SIMULATING LOW FREQUENCY RADIO IMAGES OF THE SUN

At low radio frequencies, the strong density gradients in the large scale solar corona lead to significant refraction. This implies that interpretation of solar radio images must account for these refractive effects, and as the ray paths at different frequencies travel through different parts of the corona, multi-frequency observations can help unravel the density and temperature distributions in a range of coronal heights. While the refractive properties of the medium are determined by the electron number density (Ne), the brightness temperature (Tb) distribution in the resulting image is determined by the electron temperature (Te) and the absorption coefficient (κ) distributions.

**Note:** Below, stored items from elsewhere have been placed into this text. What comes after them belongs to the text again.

PR #279, opened 2026-06-11
ci: Add bot code review workflow

Umanan23:
## Summary
Add GitHub Actions workflow to enable @claude bot PR reviews. This workflow delegates PR reviews to the org's reusable workflow in internal-actions, matching the implementation used in ai-core.

The workflow triggers on:
- New/reopened pull requests
- Issue comments, PR review comments, and PR reviews that mention `@claude`

## Test plan
- [ ] Create a test PR and verify the workflow runs
- [ ] Comment with `@claude` on a PR and verify the bot responds

Jira: [CLI-684](https://anaconda.atlassian.net/browse/CLI-684)

[CLI-684]: https://anaconda.atlassian.net/browse/CLI-684?atlOrigin=eyJpIjoiNWRkNTljNzYxNjVmNDY3MDlhMDU5Y2ZhYzA5YTRkZjUiLCJwIjoiZ2l0aHViLWNvbS1KU1cifQ

### DIFF
--- a/.github/workflows/bot-code-review.yaml
+++ b/.github/workflows/bot-code-review.yaml
@@ -10,7 +10,7 @@ on:
     types: [submitted]
   pull_request:
     types: [opened, reopened]
-
+permissions: {}
 jobs:
   claude-code-review:
     name: Claude Code Review
--- a/.github/workflows/bot-code-review.yaml
+++ b/.github/workflows/bot-code-review.yaml
@@ -15,10 +15,10 @@ jobs:
   claude-code-review:
     name: Claude Code Review
     permissions:
-      contents: read
-      pull-requests: write
-      id-token: write
-      actions: read
+      contents: read # To read the repo and PR
+      pull-requests: write # To leave comments on the PR
+      id-token: write # Needed for oidc assume IAM role
+      actions: read # Needed to identify CI failures
     if: |
       (github.event_name == 'pull_request') ||
       (github.event_name == 'issue_comment' && github.event.issue.pull_request && contains(github.event.comment.body, '@claude')) ||
--- a/.github/workflows/bot-code-review.yaml
+++ b/.github/workflows/bot-code-review.yaml
@@ -24,6 +24,6 @@ jobs:
       (github.event_name == 'issue_comment' && github.event.issue.pull_request && contains(github.event.comment.body, '@claude')) ||
       (github.event_name == 'pull_request_review_comment' && contains(github.event.comment.body, '@claude')) ||
       (github.event_name == 'pull_request_review' && contains(github.event.review.body, '@claude'))
-    uses: anaconda/internal-actions/.github/workflows/bot-code-review.yml@1be176d1d4801c4ca716ffaf646726200b60e82f # main
+    uses: anaconda/internal-actions/.github/workflows/bot-code-review.yml@main
     with:
       team: ai-services
--- a/.github/workflows/bot-code-review.yml
+++ b/.github/workflows/bot-code-review.yml
@@ -1,0 +1,29 @@
+# Delegates @claude PR reviews to the org reusable workflow (internal-actions).
+name: '[Bot] Code Review'
+
+on:
+  issue_comment:
+    types: [created]
+  pull_request_review_comment:
+    types: [created]
+  pull_request_review:
+    types: [submitted]
+  pull_request:
+    types: [opened, reopened]
+
+jobs:
+  claude-code-review:
+    name: Claude Code Review
+    permissions:
+      contents: read
+      pull-requests: write
+      id-token: write
+      actions: read
+    if: |
+      (github.event_name == 'pull_request') ||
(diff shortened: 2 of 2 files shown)


.github/workflows/bot-code-review.yml
```diff
@@ -0,0 +1,29 @@
...
+    types: [opened, reopened]
+
+jobs:
+  claude-code-review:
+    name: Claude Code Review
+    permissions:
+      contents: read
+      pull-requests: write
+      id-token: write
+      actions: read
```
marcoesters: Those permissions need explanatory comments, especially the write permissions.

.github/workflows/bot-code-review.yaml
```diff
@@ -0,0 +1,29 @@
...
+on:
+  issue_comment:
+    types: [created]
+  pull_request_review_comment:
+    types: [created]
+  pull_request_review:
+    types: [submitted]
+  pull_request:
+    types: [opened, reopened]
+
```
marcoesters: The permissions of this workflow are too broad. `zizmor` will complain:

```
warning[excessive-permissions]: overly broad permissions
  --> /Users/mesters/Downloads/bot-code-review.yml:2:1
   |
 2 | / name: '[Bot] Code Review'
 3 | |
 4 | | on:
 5 | |   issue_comment:
...  |
28 | |     with:
29 | |       team: ai-services
   | |________________________^ default permissions used due to no permissions: block
   |
   = note: audit confidence → Medium
```

.github/workflows/bot-code-review.yaml
marcoesters, line 1: All other workflows use `.yaml` as the file ending - we should be consistent.

marcoesters (commented):
I'm not sure why the `zizmor` pre-commit check didn't capture those - maybe because those are new workflows, but that check would have failed on this workflow.

.github/workflows/bot-code-review.yaml
BenHildebrand: @marcoesters  Can you elaborate or provide a fix?

marcoesters: When permissions are not set, the workflow will inherit default token permissions of the repository. It is generally advisable to explicitly set permission on the workflow level.

```YAML
permissions: {}
```

at the workflow level should do it here. That would satisfy the linting rule.

BenHildebrand (approved):

marcoesters (commented):
I see that this workflow is still failing: https://github.com/anaconda/anaconda-cli/actions/runs/27373820460

What's the origin of those failures? It looks like it cannot access the private action.

.github/workflows/bot-code-review.yaml
marcoesters: Adding another comment to see if the action works.

.github/workflows/bot-code-review.yaml
```diff
@@ -0,0 +1,29 @@
...
+      contents: read # To read the repo and PR
+      pull-requests: write # To leave comments on the PR
+      id-token: write # Needed for oidc assume IAM role
+      actions: read # Needed to identify CI failures
+    if: |
+      (github.event_name == 'pull_request') ||
+      (github.event_name == 'issue_comment' && github.event.issue.pull_request && contains(github.event.comment.body, '@claude')) ||
+      (github.event_name == 'pull_request_review_comment' && contains(github.event.comment.body, '@claude')) ||
+      (github.event_name == 'pull_request_review' && contains(github.event.review.body, '@claude'))
+    uses: anaconda/internal-actions/.github/workflows/bot-code-review.yml@main
```
marcoesters, line 27:
```suggestion
    uses: anaconda/internal-actions/.github/workflows/bot-code-review.yml@fc6dd92cbb6930b626625b10c4aafade6c8c5452  # v1.6.0
```

Pinning to a hash is, in my opinion, a hard requirement. This isn't just bad practice from a supply-chain perspective, it will also prevent that upstream issues propagate into pull requests here.

I pinned it to the latest version here, but I'm open to discussing pinning to `main` (as long as it's hashed).

marcoesters (commented):
Even when pinning to `main`, the workflow is still not working. See these two runs that triggered after I responded to a [comment](https://github.com/anaconda/anaconda-cli/pull/279#discussion_r3399506120):

* https://github.com/anaconda/anaconda-cli/actions/runs/27380933165
* https://github.com/anaconda/anaconda-cli/actions/runs/27380933802

It's possible that it's because we are trying to access a private repository from a public repository here. I also don't know why one comment triggered two workflow runs.

mattkram (commented):
I'm taking a quick look. I'm not sure if we will be able to use the private action in a public repository. @BenHildebrand have you seen any usages elsewhere where this is not the case?

Umanan23:
@BenHildebrand  Should i then Close this PR on behalf of your above comment? But are we still considering to add the bot file after brainstorming?

PR #291, opened 2026-06-17
feat: Add externally-managed installers table to `ana tool list`

ericdill:
## What

`ana tool list` now prints a **second table** for externally-managed installers — things `ana` downloads (and SHA256-verifies) but does *not* manage afterward — keeping them distinct from the rattler-managed tools in the first table.

```
Externally Managed Installers
┌───────────┬─────────┬─────────────────────────────┬─────────────┐
│ Name      │ Version │ Download command            │ Status      │
╞═══════════╪═════════╪═════════════════════════════╪═════════════╡
│ miniconda │ latest  │ ana tool download miniconda │ available   │
├───────────┼─────────┼─────────────────────────────┼─────────────┤
│ anaconda  │ n/a     │ n/a                         │ coming soon │
└───────────┴─────────┴─────────────────────────────┴─────────────┘
```

The `anaconda` row is intentionally a roadmap placeholder (no implementation behind it yet) — it's there to surface demand. See telemetry change below.

## Why a second table

Miniconda is categorically different from `pixi`/`outerbounds`/`anaconda-cli`: those are rattler-managed conda environments installed into `~/.ana/tools` with symlinked binaries. `ana tool download miniconda` instead fetches the `Miniconda3-latest-*` installer into the cwd, verifies it, and leaves installation to the user. Conflating the two in one table would misrepresent what `ana` manages.

## Telemetry: capture demand for unsupported installers

`ana tool download <name>` now records the **name the user typed** as an `installer_name` telemetry attribute. The unsupported-name path was moved out of arg-parsing (which `process::exit`ed before any telemetry context existed) and into the command handler, where it returns an error — so the attempt is recorded on the `cli_command_failure` counter under `command: tool.download`.

This means if a user sees `anaconda` "coming soon" and runs `ana tool download anaconda`, we get a measurable signal — demand attempted, not just demand spoken — to decide whether to build it.

## Test plan

- [x] `cargo test` — 248 passing
- [x] `ana tool list` renders both tables (shown above)
- [x] `ana tool download anaconda` → `only miniconda is currently supported (got 'anaconda')`, exit 1, spools `installer_name: anaconda`
- [x] `ana tool download` (no name) → subcommand help

[CLI-700](https://anaconda.atlassian.net/browse/CLI-700)

[CLI-700]: https://anaconda.atlassian.net/browse/CLI-700?atlOrigin=eyJpIjoiNWRkNTljNzYxNjVmNDY3MDlhMDU5Y2ZhYzA5YTRkZjUiLCJwIjoiZ2l0aHViLWNvbS1KU1cifQ

### DIFF
--- a/src/cli.rs
+++ b/src/cli.rs
@@ -165,7 +165,9 @@ pub enum Action {
         pixi: bool,
     },
     FeatureList,
-    DownloadMiniconda,
+    ToolDownload {
+        name: String,
+    },
     TelemetrySubmit,
     TelemetryKill,
     TelemetryStatus,
@@ -211,7 +213,7 @@ impl Action {
                 _ => "feature.disable.unknown",
             },
             Action::FeatureList => "feature.list",
-            Action::DownloadMiniconda => "tool.download.miniconda",
+            Action::ToolDownload { .. } => "tool.download",
             Action::TelemetrySubmit => "telemetry-submit",
             Action::TelemetryKill => "telemetry-kill",
             Action::TelemetryStatus => "telemetry-status",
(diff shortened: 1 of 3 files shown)


src/cli.rs
```diff
@@ -481,7 +483,18 @@ impl Action {
                 feature::list::print_feature_list(ctx);
                 Ok(())
             }
-            Action::DownloadMiniconda => installer::run(ctx, None).await,
+            Action::ToolDownload { name } => {
+                // Record what the user actually typed so we can see demand for
+                // installers we don't support yet (e.g. "anaconda").
+                ctx.telemetry.add("installer_name", name.clone());
```
ericdill, line 489: @mattkram this gives us telemetry on what users are actually typing here. its another good demand signal for what they might be wanting / expecting.

mattkram: I like it.

mattkram (approved):
Looks great. Just added a quick integration test.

In the solar chromosphere and corona the Ne and Te change by 2, and the κ changes by 7 orders of magnitude, leading to significant changes in the morphology and observed Tb of the solar images. We are developing a flexible and precise tool to simulate brightness temperature, Tb, images of the sun resulting from arbitrary electron density, Ne, and electron temperature, Te, distributions. Although this ray-tracing algorithm is being developed in context of the MWA, a radio interferometer which will operate in the 80-300 MHz band (Oberoi et al., 2009, Rightley et al., 2009), it is of much wider applicability. At high radio frequencies, some rays penetrate into the chromosphere, which has significantly different Ne distribution. This tool implements a mathematical method for smoothly "stitching" the chromospheric and coronal Ne distributions, which are very different functions. As an application of this tool, we present and contrast the brightness temperature images from two well regarded coronal models by Baumbach and Allen (1947) and Saito (1970), and the model for chromosphere by Cillie and Menzel (1935). We also investigate the impact of coronal features like streamers on brightness temperature images.